--- Input material Enclosed Below ---
PR #366, opened 2026-09-18
Accelerate winding objective sensitivities

dseidita1919:
# What this changes

The winding optimizer previously stopped after four LBFGSB iterations but differentiated the result as a converged root. Its implicit response also used JAXopt's default normal-equation CG, and the outer VMEX Jacobian was forced onto the block-forward path because that response was not transposable.

This PR implements the first resolution-independent performance slice:

- raises the inner LBFGSB cap from 4 to 100 and certifies convergence with LBFGSB's infinity-norm optimality criterion;
- replaces normal-equation CG with a certified GCROT solve of the original optimality-Jacobian system, wrapped in `jax.lax.custom_linear_solve` with a transpose solve;
- restores `implicit_jacobian_method="auto"`, so the current scalar objective uses a nested reverse adjoint;
- exploits exact field-period block-circulant symmetry by assembling one target-period block row, applying a block DFT, and taking independent sector SVDs;
- retains every singular value and falls back to the full matrix when the toroidal grid is not divisible by `nfp`;
- keeps plasma geometry in the Fourier-coefficient domain so the symmetry reduction is exact for derivatives, not only values.

The symmetry path is parameterized by `nfp`, `WINDING_NPHI`, and `WINDING_NTHETA`; it does not assume the current 16×16 grid.

# Evidence

## Correctness

The new tests verify:

- full-spectrum agreement for `nfp = 1, 2, 3, 4` and the non-divisible-grid fallback;
- equality of the full and sector formulations through value, gradient, and HVP for the current `nfp=2` case;
- forward and transpose solves for symmetric and nonsymmetric systems;
- JVP, reverse gradient, and HVP agreement for an implicitly solved root.

A representative 25-variable winding solve required 38 LBFGSB iterations to reach `8.06e-7` projected optimality, confirming that `maxiter=4` was not a safe root assumption.

## Warm CPU timings

JAX 0.11.2, float64, current 16×16 winding/plasma grid:

| Kernel | Full matrix | Period sectors | Speedup |
|---|---:|---:|---:|
| Spectral value | 10.12 ms | 6.15 ms | 1.65× |
| Spectral gradient | 35.88 ms | 21.67 ms | 1.66× |
| Spectral HVP | 43.27 ms | 19.42 ms | 2.23× |

For the representative 25-DOF response, default normal-equation CG took 503.3 ms versus 262.3 ms for direct-system GCROT (1.92×).

## Commands run

```console
ruff check examples/optimization/QA_winding_optimization.py tests/test_winding_optimization.py
# All checks passed

pytest -q tests/test_winding_optimization.py
# 9 passed

pytest -q tests/test_winding_optimization.py tests/test_examples.py tests/test_optimize.py
# 85 passed, 38 skipped

VMEX_EXAMPLES_CI=1 JAX_ENABLE_X64=1 python examples/optimization/QA_winding_optimization.py
# completed successfully through optimization, final solve, and output generation
```

# Follow-up scope

This PR intentionally leaves the specialized scalar entropy JVP and an explicit small optimality-Jacobian factorization for later profiling. It establishes the exact symmetry-reduced and adjoint-capable architecture first.

# Checklist

- [ ] `python tools/preflight.py` passes locally (targeted relevant suites were run above).
- [ ] Changed executable lines are at least 95% covered by the repository diff-coverage command.
- [x] No VMEC physics-schema change.
- [x] Performance claims are backed by the timings and correctness tests above.

# Multi-case benchmark matrix (2026-09-18)

The committed [benchmark report](https://github.com/uwplasma/vmex/blob/ds/winding-adjoint-performance/benchmarks/winding_surface_optimization.md) contains the full protocol and raw-data link. It covers three fixed geometries at 8×8, 12×12, 16×16, and 24×24, plus two nested-optimization geometries at 12×12 and 16×16. Every plot shows medians and the complete case range; all samples and environment metadata are retained in JSON.

Runtime scaling

Fidelity

Resolution-dependent speedup

- Standalone geometric-mean speedups grow from 1.20–1.55× at 8×8 to 2.54–2.90× at 24×24, so the performance gain is explicitly resolution-dependent.
- Across all standalone cases/resolutions, maximum relative errors are 7.09e-15 for gradients and 6.36e-13 for HVPs.
- All current maxiter=100 nested solves certify stationarity below 1e-6. Against a full-SVD, dense-25×25 implicit reference, the worst relative outer-gradient error is 7.58e-8 across entropy-only, inverse-distance-only, and mixed objectives.
- The historical four-iteration solves fail stationarity (3.02e-2 to 1.00), so their lower primal time is not treated as an accuracy-matched speed result.
- The nested mixed-gradient path is 11.75–35.54× faster than the historical forward path; at matched maxiter=100 fidelity, the periodic primal solve is 1.65–2.23× faster than the full-SVD reference.


rogeriojorge:
The c2 parity lane fails on `tests/test_test_manifest.py::test_collected_suite_has_exact_manifest_ownership`: the new `tests/test_winding_optimization.py` has no entry in `tests/manifest.json`, so its nodes are collected without lane ownership. Adding one row there (category/kind/cost/device/assets/reference plus the lanes it should run in) is all the lane needs; keep the PR-lane cost in mind, since the fast lane has an 8-minute cap and the parity lanes 25.

The rest of the run is green.

dseidita1919:
## PR #367 comparison, compatibility, and combined benchmark

I independently benchmarked PR #367 (`0f4ba71e`) against the historical implementation (`3f53e074`), PR #366 before this update (`9ab36917`), two dense full-SVD references, and the selected combined implementation. The complete protocol, every retained sample, provenance, and all figures are in the [benchmark report](https://github.com/uwplasma/vmex/blob/681be53824126946e05814c079756050aee20e1e/benchmarks/winding_surface_optimization.md), [primary raw record](https://github.com/uwplasma/vmex/blob/681be53824126946e05814c079756050aee20e1e/benchmarks/winding_surface_pr367_comparison_20260922.json), and [candidate-screen record](https://github.com/uwplasma/vmex/blob/681be53824126946e05814c079756050aee20e1e/benchmarks/winding_surface_pr367_candidates_20260922.json).

### Are the methodologies the same?

They overlap, but they are not equivalent:

| concern | PR #366 | PR #367 |
| --- | --- | --- |
| inner solve | converged LBFGSB, `maxiter=100` | converged LBFGSB, `maxiter=200` |
| implicit derivative | custom JVP with certified, transposable matrix-free GCROT | native JAXopt VJP with dense 25×25 LU |
| outer differentiation | `auto` (reverse for the current scalar residual) | forced `reverse_adjoint` |
| normalization scales | derivative stopped | derivative retained |
| induction SVD | exact field-period block decomposition | original full-torus SVD |
| pairwise geometry | exact one-source-period reduction | original full pair tensors |

Both eliminate the historical 25-way forward outer response, so most of PR #367's speedup over the original is the same high-level reverse-mode improvement already present in #366. PR #367's live normalization-scale derivative is a distinct fidelity correction. PR #366's periodic SVD and pairwise reductions are distinct, resolution-general performance improvements. Dense LU and custom GCROT are alternative implicit solvers rather than additive optimizations.

### Benchmark protocol

- Standalone: nominal, close-clearance, and shaped geometries at 8×8, 12×12, 16×16, and 24×24; nine retained warm samples for value, gradient, and HVP.
- Nested: nominal and shaped geometries at 12×12 and 16×16; five retained warm samples for entropy-only, inverse-distance-only, and equally mixed outer gradients.
- Fidelity: original full SVD/full pair sets for standalone work; independent dense 25×25 implicit solves with both frozen and live normalization scales for nested work.
- Independent derivative check: two directions and five-point finite differences at `1e-3` and `3e-4` steps.
- JAX 0.11.2, float64, CPU, disabled compilation cache; no case- or resolution-specific tolerance tuning. Every recorded timing and numeric result is finite.

### End-to-end speed

| case | resolution | historical, unconverged (ms) | live full-SVD dense ref. (ms) | PR #366 (ms) | PR #367 (ms) | combined (ms) | #367 / combined |
| --- | ---: | ---: | ---: | ---: | ---: | ---: | ---: |
| nominal | 12×12 | 3,868.23 | 493.50 | 228.83 | 372.28 | 194.18 | 1.92× |
| nominal | 16×16 | 15,581.56 | 1,979.11 | 502.19 | 1,193.04 | 470.36 | 2.54× |
| shaped | 12×12 | 3,102.47 | 543.80 | 252.17 | 417.79 | 237.52 | 1.76× |
| shaped | 16×16 | 17,657.79 | 2,324.22 | 629.00 | 1,536.30 | 678.49 | 2.26× |

Geometric-mean speedups versus the accuracy-matched live full-SVD reference are **2.87× for #366, 1.44× for #367, and 3.03× for the combination**. The combination is **2.10× faster than #367**. Relative to #366 it is 1.055× faster geometrically, but I treat that as preserved performance rather than a new speed claim: it is faster in three cases and 7.9% slower in shaped 16×16.

The historical path is 21.76× slower than the combination, but its stationarity residuals are `3.02e-2`–`1.00`; that is not an accuracy-matched comparison.

Runtime scaling

### Fidelity

All #366, #367, combined, and dense-reference solves satisfy the `1e-6` stationarity criterion (`6.81e-7`–`9.04e-7`). Worst errors against the live-scale dense reference are:

| implementation | max observable absolute error | entropy gradient rel. L2 | inverse-distance gradient rel. L2 | mixed gradient rel. L2 |
| --- | ---: | ---: | ---: | ---: |
| PR #366 | 7.18e-11 | 7.12e-3 | 1.27e-1 | 5.61e-2 |
| PR #367 | 0 | 3.06e-13 | 2.16e-12 | 2.61e-12 |
| combined | 7.18e-11 | 1.05e-8 | 7.75e-8 | 5.97e-8 |

The frozen-scale dense reference reproduces #366's discrepancy, so this is specifically the omitted normalization-scale derivative—not the periodic reduction or GCROT solve. Retaining live scales removes that bias in the combined path.

Standalone combined fidelity remains at roundoff: spectral maxima are `8.33e-17` absolute value error, `7.09e-15` relative gradient error, and `6.36e-13` relative HVP error; pairwise maxima are `8.33e-17`, `6.78e-15`, and `1.73e-13`, respectively.

At the `1e-3` finite-difference step, maximum relative directional errors are:

| implementation | entropy | inverse distance | mixed |
| --- | ---: | ---: | ---: |
| PR #366 | 1.07e-1 | 7.16e-2 | 4.68e-2 |
| PR #367 | 2.44e-4 | 8.80e-4 | 6.00e-4 |
| combined | 5.89e-4 | 8.77e-4 | 5.98e-4 |

Thus both live-scale methods agree with finite differences to below 0.1% for entropy-only, inverse-distance-only, and mixed objectives.

Nested and standalone fidelity

Five-point directional fidelity

### Compatibility screen

The source edits conflict textually because both PRs modify the same inner-solve function, but the algorithms are compatible. I measured three combinations:

1. `live_gcrot`: #366 plus live normalization scales.
2. `native_lu`: the direct/trivial combination of #366's periodic kernels with #367's native VJP and dense LU.
3. `native_gcrot`: periodic kernels plus a native JAXopt VJP supplied with certified GCROT.

| variant | nominal 12 (ms) | nominal 16 (ms) | shaped 12 (ms) | shaped 16 (ms) | geometric mean (ms) | #367 / variant | max mixed-gradient rel. error |
| --- | ---: | ---: | ---: | ---: | ---: | ---: | ---: |
| PR #366 | 203.98 | 431.81 | 292.36 | 673.91 | 362.95 | 2.01× | 5.61e-2 |
| PR #367 | 340.37 | 1,052.70 | 525.54 | 1,494.64 | 728.36 | 1.00× | 2.61e-12 |
| live GCROT | 198.14 | 426.91 | 250.45 | 664.47 | **344.45** | **2.11×** | 5.97e-8 |
| native LU | 204.21 | 452.44 | 226.85 | 710.12 | 349.28 | 2.09× | 1.56e-8 |
| native GCROT | 216.75 | 418.16 | 248.85 | 647.95 | 347.69 | 2.09× | 5.97e-8 |

The trivial native-LU combination preserves both branches' essential benefits, but is 1.4% slower geometrically than `live_gcrot` and replaces a working matrix-free path with dense factorization. Native GCROT also gives no aggregate advantage over the existing custom rule. Since these differences are near timing scatter, the selected implementation is the smallest change: keep #366's `maxiter=100`, exact periodic kernels, and certified custom GCROT JVP, while removing only the normalization-scale `stop_gradient` identified by #367.

Compatibility candidates

### Resolution scaling and scope

| resolution | spectral value | spectral gradient | spectral HVP | pairwise value | pairwise gradient | pairwise HVP |
| ---: | ---: | ---: | ---: | ---: | ---: | ---: |
| 8×8 | 1.10× | 1.51× | 1.16× | 1.28× | 1.05× | 1.25× |
| 12×12 | 1.56× | 1.67× | 2.01× | 1.60× | 1.83× | 1.53× |
| 16×16 | 1.75× | 2.17× | 2.32× | 1.38× | 1.18× | 1.30× |
| 24×24 | 2.34× | 2.61× | 2.85× | 1.55× | 1.79× | 1.95× |

The speedup magnitude is explicitly resolution-dependent, but every entry is above one. The implementation is not hard-coded to a resolution: it uses the exact periodic path whenever the toroidal grid divides by NFP and otherwise falls back to the full calculation.

The selected change is also objective-agnostic. It corrects the total inner derivative and accelerates the shared spectrum/pairwise work; it does not special-case the current `1/minimum_distance` outer residual.

### Published implementation and verification

- `681be53`: benchmark harness, raw records, report, and graphics.
- `3e5a9cc`: combined live-scale implementation.
- `5c733d0`: regression that prevents normalization scales from being silently removed from the total derivative.
- Local checks: **44 focused tests passed**; **76 broader tests passed, 38 expected skips**; Ruff, compile, benchmark-index/provenance checks, and the complete CI-mode QA winding example passed.

CI has been triggered on the updated PR branch. This update does not merge the PR.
--- End of Enclosed Input material ---
Work order:
Over the whole of the material above, count the lines that contain the word "factorization"; give only the number.

Output:
2